§ **WHAT IS REQUIRED**: Only the opening lines of the listing, through the one with "-85,8 +85,8 @@", are to be retyped, each exactly as it stands.

• • • • • • •

PR #182, opened 2020-09-09
Improve group actions

tuwuhs:
`Rot2`:

- [x] Make public
- [x] Create group actions in `Rot2Coordinate`
- [x] Move group actions to a separate extension

`Rot3`:

- [x] Make public
- [x] Move group actions to a separate extension

`Pose2`:

- [x] Move group action in `Pose2Coordinate` to a separate extension

`Pose3`:

- [x] Create group action

### DIFF
--- a/Sources/SwiftFusion/Geometry/Pose2.swift
+++ b/Sources/SwiftFusion/Geometry/Pose2.swift
@@ -85,8 +85,8 @@ extension Pose2 {
 extension Pose2 {
   /// Group action on `Vector2`.
   @differentiable
-  public static func * (lhs: Pose2, rhs: Vector2) -> Vector2 {
-    lhs.coordinate * rhs
+  public static func * (aTb: Pose2, bp: Vector2) -> Vector2 {
+    aTb.coordinate * bp
   }
 }
 
@@ -138,8 +138,8 @@ extension Pose2Coordinate: LieGroupCoordinate {
 extension Pose2Coordinate {
   /// Group action on `Vector2`.
   @differentiable
-  static func * (lhs: Pose2Coordinate, rhs: Vector2) -> Vector2 {
-    lhs.t + lhs.rot * rhs
+  static func * (aTb: Pose2Coordinate, bp: Vector2) -> Vector2 {
+    aTb.rot * bp + aTb.t
   }
 }
 
--- a/Sources/SwiftFusion/Geometry/Pose2.swift
+++ b/Sources/SwiftFusion/Geometry/Pose2.swift
@@ -138,7 +138,7 @@ extension Pose2Coordinate: LieGroupCoordinate {
 extension Pose2Coordinate {
   /// Group action on `Vector2`.
   @differentiable
-  public static func * (lhs: Pose2Coordinate, rhs: Vector2) -> Vector2 {
+  static func * (lhs: Pose2Coordinate, rhs: Vector2) -> Vector2 {
     lhs.t + lhs.rot * rhs
   }
 }
--- a/Sources/SwiftFusion/Geometry/Pose2.swift
+++ b/Sources/SwiftFusion/Geometry/Pose2.swift
@@ -133,7 +133,9 @@ extension Pose2Coordinate: LieGroupCoordinate {
   public func inverse() -> Pose2Coordinate {
     Pose2Coordinate(self.rot.inverse(), self.rot.unrotate(-self.t))
   }
+}
 
+extension Pose2Coordinate {
   /// Group action on `Vector2`.
   @differentiable
   public static func * (lhs: Pose2Coordinate, rhs: Vector2) -> Vector2 {
--- a/Sources/SwiftFusion/Geometry/Pose3.swift
+++ b/Sources/SwiftFusion/Geometry/Pose3.swift
@@ -35,6 +35,14 @@ public struct Pose3: LieGroup, Equatable, KeyPathIterable {
   }
 }
 
+extension Pose3 {
+  /// Group action on `Vector3`.
+  @differentiable
+  public static func * (_ lhs: Pose3, _ rhs: Vector3) -> Vector3 {
+    lhs.coordinate * rhs
+  }
+}
+
 // MARK: - Global Coordinate System
 
 public struct Pose3Coordinate: Equatable, KeyPathIterable {
@@ -94,6 +102,14 @@ extension Pose3Coordinate: LieGroupCoordinate {
   @differentiable
   public func inverse() -> Pose3Coordinate {
     Pose3Coordinate(self.rot.inverse(), self.rot.unrotate(-self.t))
+  }
+}
+
+extension Pose3Coordinate {
+  /// Group action on `Vector3`.
+  @differentiable
+  static func * (_ lhs: Pose3Coordinate, _ rhs: Vector3) -> Vector3 {
+    lhs.t + lhs.rot * rhs
   }
 }
 
--- a/Sources/SwiftFusion/Geometry/Pose3.swift
+++ b/Sources/SwiftFusion/Geometry/Pose3.swift
@@ -38,8 +38,8 @@ public struct Pose3: LieGroup, Equatable, KeyPathIterable {
 extension Pose3 {
   /// Group action on `Vector3`.
   @differentiable
-  public static func * (_ lhs: Pose3, _ rhs: Vector3) -> Vector3 {
-    lhs.coordinate * rhs
+  public static func * (_ aTb: Pose3, _ bp: Vector3) -> Vector3 {
+    aTb.coordinate * bp
   }
 }
 
@@ -108,8 +108,8 @@ extension Pose3Coordinate: LieGroupCoordinate {
 extension Pose3Coordinate {
   /// Group action on `Vector3`.
   @differentiable
-  static func * (_ lhs: Pose3Coordinate, _ rhs: Vector3) -> Vector3 {
-    lhs.t + lhs.rot * rhs
+  static func * (_ aTb: Pose3Coordinate, _ bp: Vector3) -> Vector3 {
+    aTb.rot * bp + aTb.t
   }
 }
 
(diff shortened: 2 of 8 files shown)


Sources/SwiftFusion/Geometry/Pose2.swift
```diff
@@ -133,10 +133,12 @@ extension Pose2Coordinate: LieGroupCoordinate {
   public func inverse() -> Pose2Coordinate {
     Pose2Coordinate(self.rot.inverse(), self.rot.unrotate(-self.t))
   }
+}
 
+extension Pose2Coordinate {
   /// Group action on `Vector2`.
   @differentiable
-  public static func * (lhs: Pose2Coordinate, rhs: Vector2) -> Vector2 {
+  static func * (lhs: Pose2Coordinate, rhs: Vector2) -> Vector2 {
```
marcrasi, line 141: Did you remove `public` intentionally? I think this should be public.

Sources/SwiftFusion/Geometry/Rot2.swift
```diff
@@ -48,23 +48,25 @@ extension Rot2: CustomDebugStringConvertible {
   }
 }
 
+/// Group actions
```
marcrasi, line 51: The standard style is to always end doc comments with a period, even when it's not a complete sentence (https://swift.org/documentation/api-design-guidelines/ > Write a documentation comment "More details" > Begin with a summary "More details")

Sources/SwiftFusion/Geometry/Rot3.swift
```diff
@@ -51,23 +51,26 @@ public struct Rot3: LieGroup, Equatable, KeyPathIterable {
       txy+twz, 1.0-(txx+tzz), tyz-twx,
       txz-twy, tyz+twx, 1.0-(txx+tyy)
     )
-  }
-  
+  }  
+}
+
+/// Group actions
```
marcrasi, line 57: Same comment about a period.

marcrasi (changes requested):
Thanks! Looks great to me with just a few nits

Sources/SwiftFusion/Geometry/Pose2.swift
marcrasi: Oh actually I see that it is the "Coordinate". Non-public seems good.

tuwuhs: Yeah, I had been thinking whether or not to declare it public, since from what I gathered the "...Coordinate" is actually an implementation detail of the actual type.

Sources/SwiftFusion/Geometry/Rot2.swift
tuwuhs: Done.

Sources/SwiftFusion/Geometry/Rot3.swift
tuwuhs: Done.

Sources/SwiftFusion/Geometry/Pose3.swift
```diff
@@ -97,6 +105,14 @@ extension Pose3Coordinate: LieGroupCoordinate {
   }
 }
 
+extension Pose3Coordinate {
+  /// Group action on `Vector3`.
+  @differentiable
+  static func * (_ lhs: Pose3Coordinate, _ rhs: Vector3) -> Vector3 {
```
dellaert, line 111: So, I get why you would use `lhs` and `rhs`, but I would propose changing all these methods to use the "coordinate system memnonic", as extra documentation and sanity check. In GTSAM we write a pose as 'a_pose_b' where a refers to the target frame A and b to the source frame B. We then write `a_point = a_pose_b * b_point`, and you can see that indices cancel, as they would in tensor contraction @dabrahams :-)

Same for rotations, so below it would read as:
```
a_rotation_b * b_point + a_translation
```

Note also I *deliberately* choose Rotation/translation order, and *deliberately* don't abbreviate. I think of a 3D pose as [R,t], not [t,R]. Let's make our code think the same way :-)

Sources/SwiftFusion/Geometry/Rot2.swift
```diff
@@ -48,23 +48,25 @@ extension Rot2: CustomDebugStringConvertible {
...
 }
 
+/// Group actions.
 extension Rot2 {
   /// Returns the result of acting `self` on `v`.
   @differentiable
-  func rotate(_ v: Vector2) -> Vector2 {
-    Vector2(c * v.x - s * v.y, s * v.x + c * v.y)
+  public func rotate(_ v: Vector2) -> Vector2 {
+    coordinate.rotate(v)
```
dellaert, line 56: Just a comment: @marcrasi I still think it's weird we have this coordinate business :-/ It's like we double up everything? I know I can probably be convinced again, but just conveying my gut feeling here that it might look weird to outsiders. @tuwuhs what was your impression of this? We're genuinely interested in your first impression here.

Tests/SwiftFusionTests/Geometry/Pose2Tests.swift
```diff
@@ -356,4 +356,37 @@ final class Pose2Tests: XCTestCase {
...
+
+    assertAllKeyPathEqual(actual, expected, accuracy: 1e-9)
+  }
+
+  /// Tests group action: rotate only
+  func testActionRotate() {
+    let x = Vector2(1.0, 2.0)
+    let pose = Pose2(0.0, 0.0, 0.5)
+
+    let expected = Vector2(-0.08126851531803325,  2.2345906623849485)
```
dellaert, line 376: Make tests easy and obvious :-) Use an angle like 30 or 60 degrees for which cos and sine are well known. Write sqrt() if you need to. don't use 45 as its special.

Tests/SwiftFusionTests/Geometry/Pose2Tests.swift
```diff
@@ -356,4 +356,37 @@ final class Pose2Tests: XCTestCase {
...
+
+    assertAllKeyPathEqual(actual, expected, accuracy: 1e-9)
+  }
+
+  /// Tests group action: translate and rotate
+  func testActionTranslateRotate() {
+    let x = Vector2(1.0, -2.0)
+    let pose = Pose2(-3.0, 4.0, 0.5)
+
+    let expected = Vector2(-1.1635663609012212, 2.7242604148234575)
```
dellaert, line 387: same

Tests/SwiftFusionTests/Geometry/Pose3Tests.swift
```diff
@@ -156,4 +156,37 @@ final class Pose3Tests: XCTestCase {
...
+
+    assertAllKeyPathEqual(actual, expected, accuracy: 1e-9)
+  }
+
+  /// Tests group action: rotate only
+  func testActionRotate() {
+    let x = Vector3(1.0, -2.0, 3.0)
+    let pose = Pose3(Rot3.fromTangent(Vector3(0.1, 0.2, -0.3)), Vector3(0, 0, 0))
+
+    let expected = Vector3(0.871509606555838, -2.5663299211301474, 2.5796165880985145)
```
dellaert, line 176: same, although it might be hard to find a "beautiful" rotation in 3D. I'd have one test with a single yaw pitch or roll which establishes trust, and then a "regression test" with these hardcoded numbers. How do I know these hardcoded numbers are correct in the first place? Comment that :-)

dellaert (changes requested):
Cool Tuwuh ! Welcome to the team! 

And apologies in advanced for my anal retentive reviewing style :-)

Sources/SwiftFusion/Geometry/Rot2.swift
tuwuhs: I think this coordinate thing does make sense for rotations, since we can have more than one way to implement a rotation. For instance `Rot3` can be implemented either as a rotation matrix or a quaternion. For rigid transforms I agree that it seems like a lot of code duplications with no clear advantage (at least in my limited experience working with Swift and Lie groups). What is the main rationale behind separating the coordinate type? Is it some subtle Swifty thing? Or perhaps something to do with differentiability?

Tests/SwiftFusionTests/Geometry/Pose2Tests.swift
tuwuhs: Got it, will do.

Sources/SwiftFusion/Geometry/Pose3.swift
tuwuhs: Yes, `b_point` makes it clearer that the point is currently in the source frame B and we want to move it to the target frame A. I don't actually have a hard opinion on this though. For me the semantics is already quite clear and unambiguous as it is.

So, what about something like this?
```swift
static func * (_ a_pose_b: Pose3Coordinate, _ b_point: Vector3) -> Vector3 {
    a_pose_b.rot * b_point + a_pose_b.t
}
```

Or should we go with a more verbose version?
```swift
static func * (_ a_pose_b: Pose3Coordinate, _ b_point: Vector3) -> Vector3 {
    let a_rotation_b = a_pose_b.rot
    let a_translation = a_pose_b.t
    return a_rotation_b * b_point + a_translation
}
```

Also, these break the naming convention rule, is it okay?

Btw, what is tensor contraction? Any primer on the topic to help me get started?

dellaert: If naming convention is camelCase, then let's use aTb, aRb etc. I do prefer the less verbose version above.

Tests/SwiftFusionTests/Geometry/Pose3Tests.swift
tuwuhs: Done.

Tests/SwiftFusionTests/Geometry/Pose2Tests.swift
tuwuhs: Done.

Tests/SwiftFusionTests/Geometry/Pose2Tests.swift
tuwuhs: Done.

Sources/SwiftFusion/Geometry/Pose3.swift
tuwuhs: Done.

dellaert (approved):
Excellent!

marcrasi (approved):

• • • • • • •

§ **OUTPUT FOR THIS TASK**:
PR #182, opened 2020-09-09
Improve group actions

tuwuhs:
`Rot2`:

- [x] Make public
- [x] Create group actions in `Rot2Coordinate`
- [x] Move group actions to a separate extension

`Rot3`:

- [x] Make public
- [x] Move group actions to a separate extension

`Pose2`:

- [x] Move group action in `Pose2Coordinate` to a separate extension

`Pose3`:

- [x] Create group action

### DIFF
--- a/Sources/SwiftFusion/Geometry/Pose2.swift
+++ b/Sources/SwiftFusion/Geometry/Pose2.swift
@@ -85,8 +85,8 @@ extension Pose2 {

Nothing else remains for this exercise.